▶ **Data for this exercise**

PR #2272, opened 2018-01-24
clarify bnd instruction inheritance/merging

kwin:
also document all mojo configuration parameters

### DIFF
--- a/maven/bnd-maven-plugin/README.md
+++ b/maven/bnd-maven-plugin/README.md
@@ -77,16 +77,31 @@ although it will be valid, the bundle may not be *useful*.
 For further usage information, see the integration test projects under the included
 `src/test/resources/integration-test/test` directory.
 
-## Configuration Properties
+## Configuration Parameters
 
-|Configuration Property | Description |
+|Configuration Parameter | Description |
 | ---                   | ---         |
+|`bndfile`            | File path to a bnd file containing bnd instructions for this project. The file path can be either absolute or relative to the project directory. _Defaults to `bnd.bnd`_.|
+|`bnd`            | Bnd instructions for this project specified directly in the pom file. This is generally be done using a {@code <![CDATA[]]>} section. If the projects has a `bndfile` configuration property or a file in the default location `bnd.bnd`, then this configuration element is ignored. |
 |`targetDir`            | The director into which to export the result. _Defaults to `${project.build.directory}`._|
 |`sourceDir`            | Specify an alternative source directory. _Defaults to `${project.build.sourceDirectory}`._|
 |`resources`            | Specify an alternative resources directory. _Defaults to `${project.build.resources}`._|
 |`classesDir`           | Specify an alternative classes directory. _Defaults to `${project.build.outputDirectory}`._|
 |`manifestPath`         | Specify the path to a manifest file to use. _Defaults to `${project.build.outputDirectory}/META-INF/MANIFEST.MF`._|
 |`skip`                 | Skip the index process altogether. _Defaults to `false`._ Override with property `bnd.skip`.|
+
+## Inheritance of bnd instructions
+
+Bnd instructions in general are being merged with the ones being set on the Maven project's parent. This works slightly differently than [default plugin configuration merging in Maven](http://blog.sonatype.com/2011/01/maven-how-to-merging-plugin-configuration-in-complex-projects/). From the following places the bnd instructions are collected from all pom.xmls in the hierarchy (starting with the top level parent pom and ending with the leaf project's pom):
+
+1. From the `<pluginManagement>` section for this plugin (both configuration within the current execution and the global one)
+   1. the bnd file (given through configuration parameter `bndfile` or the implicit default `bnd.bnd` in pluginManagement. _The implicit default can only be used where the parent is not resolved from the Maven repository but rather from a parent directory in the filesystem_
+   2. the bnd instructions given explicitly via `bnd`
+1. From the `<plugins>` section for this plugin(both configuration within the current execution and the global one)
+   1. the bnd file (given through configuration parameter `bndfile` or the implicit default `bnd.bnd` in pluginManagement. _The implicit default can only be used where the parent is not resolved from the Maven repository but rather from a parent directory in the filesystem_
+   2. the bnd instructions given explicitly via `bnd`
+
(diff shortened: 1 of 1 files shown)


maven/bnd-maven-plugin/README.md
```diff
@@ -77,17 +77,32 @@ although it will be valid, the bundle may not be *useful*.
...
 |`resources`            | Specify an alternative resources directory. _Defaults to `${project.build.resources}`._|
 |`classesDir`           | Specify an alternative classes directory. _Defaults to `${project.build.outputDirectory}`._|
 |`manifestPath`         | Specify the path to a manifest file to use. _Defaults to `${project.build.outputDirectory}/META-INF/MANIFEST.MF`._|
 |`skip`                 | Skip the index process altogether. _Defaults to `false`._ Override with property `bnd.skip`.|
 
+## Inheritance of bnd instructions
+
+Bnd instructions in general are being merged with the ones being set on the Maven project's parent. This works slightly differently than [default plugin configuration merging in Maven](http://blog.sonatype.com/2011/01/maven-how-to-merging-plugin-configuration-in-complex-projects/). From the following places the bnd instructions are collected from all pom.xmls in the hierarchy (starting with the top level parent pom and ending with the leaf project's pom):
+
+1. From the `<pluginManagement>` section for this plugin (both configuration within the current execution and the global one)
```
bjhargrave: I don't think this is quite right. We only look for pluginManagement if the project does not have a plugins for the bnd-maven-plugin. So, starting at the top level pom, if the project has the bnd-maven-plugin configured we merge the project's configuration in. If the project does not have the bnd-maven-plugin configured, if the project has bnd-maven-plugin in pluginManagement, we merge the pluginManagement configuration in.

At each project, if the bnd file is present, it is used for bnd configuration. If the bnd file is not present, then the bnd element is used if present.

maven/bnd-maven-plugin/README.md
```diff
@@ -77,17 +77,32 @@ although it will be valid, the bundle may not be *useful*.
 For further usage information, see the integration test projects under the included
 `src/test/resources/integration-test/test` directory.
 
-## Configuration Properties
+## Configuration Parameters
```
bjhargrave: You need to amend your commits so that each commit message includes a `Signed-off-by` as required by CONTRIBUTING.

maven/bnd-maven-plugin/README.md
kwin: > At each project, if the bnd file is present, it is used for bnd configuration. If the bnd file is not present, then the bnd element is used if present.

Ok I will modify
> _The implicit default can only be used where the parent is not resolved from the Maven repository but rather from a parent directory in the filesystem_

to

> _bnd files can only be used where the Maven project is not resolved from the Maven repository but rather from a parent directory in the filesystem_.

 WDYT?

kwin: > I don't think this is quite right. We only look for pluginManagement if the project does not have a plugins for the bnd-maven-plugin. So, starting at the top level pom, if the project has the bnd-maven-plugin configured we merge the project's configuration in. If the project does not have the bnd-maven-plugin configured, if the project has bnd-maven-plugin in pluginManagement, we merge the pluginManagement configuration in.

From a code perspective you are right but you haven't considered that Maven already does some merging for you. So I think from a functional perspective it is correctly described. It first considers the configuration from `pluginMgmt` and then merges/overwrites with the configuration from `plugins`. How would you like to rephrase this. What do you consider exactly wrong from the description above?

bjhargrave: But the section is called `Inheritance of bnd instructions` not how maven merges maven configuration. I think as I described in my comment above is better. You descend to the top level pom and then look for execution configurations. Only if the project does not have an execution configuration do you look for pluginManagement configuration. pluginManagement is not checked if the project has an execution configuration. Perhaps another way to update this section is to simply say nothing about pluginManagement. Users will just expect it to work, and it (now) does. :-)

rotty3000:
@kwin did you see the comment about adding the signed-off-by to your commit?

maven/bnd-maven-plugin/README.md
kwin: > Only if the project does not have an execution configuration do you look for pluginManagement configuration. pluginManagement is not checked if the project has an execution configuration. 

This is not correct from a functional perspective. PluginMgmt is always being merged by Maven and both plugin as well as pluginMgmt support execution and global configuration!

bjhargrave: If the project has an execution configuration, maven has already merged the pluginManagement configuration into it. So we do not need to look directly at the pluginManagement configuration.

kwin: Maven allows a execution configuration both below the pluginMgmt as well as below the plugins section. Consider the following example

```
<project ....>
 <build>
  <pluginManagement>
   <plugins>
    <plugin>
     <configuration>some global config in pluginMgmt</configuration>
     <executions>
      <execution>
        <id>someid</id>
        <goals>
         <goal>bnd-process</goal>
        </goals>
        <configuration>some exec config in pluginMgmt</configuration>
       </execution>
      </executions>
    <plugin>
   </plugins> 
  </pluginManagement>
  <plugins>
   <plugin>
    <configuration>some global config in plugins</configuration>
    <executions>
     <execution>
       <id>someid</id>
        <configuration>some exec config in plugin</configuration>
      </execution>
     </executions>
   <plugin>
  </plugins>
 </build>
</project>
```
I would expect the documentation regarding the inheritance cover all those cases.

maven/bnd-maven-plugin/README.md
kwin: I just did that

maven/bnd-maven-plugin/README.md
bjhargrave: Yes, the documentation should. But the documentation should not describe the precise algorithm that does this. The documentation should describe the result, not how the result is achieved. So in the above example, the configuration is the merge of the two since maven already does the merge, so bnd-maven-plugin does not have to do it.

kwin: Maven does not only do by default the merge between plugin and pluginMgmt (both global config and execution config) but usually also between parent pom and current pom. That is what users expect when they use a Maven Plugin!

If your Maven plugin would rely on injection of the parameters only (as 99% of the Maven plugins do) that would work as expected. In your case you explicitly overwrite the inheritance logic for parent poms. Therefore it is reasonable to explain both mechanisms here, to make clearer what exactly is different here.

Anyhow since I fear we don't get a common ground here, feel free to adjust the text after merging. IMHO having a paragraph about inheritance is much better than not saying about that at all as it is not working as expected! Even if the documentation is complicated it is better than not documenting that at all (as long as the description is correct).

▶ **Work required**
Please count the lines in the material above where the word "commit" occurs, and give only the number.

▶ **Response**
2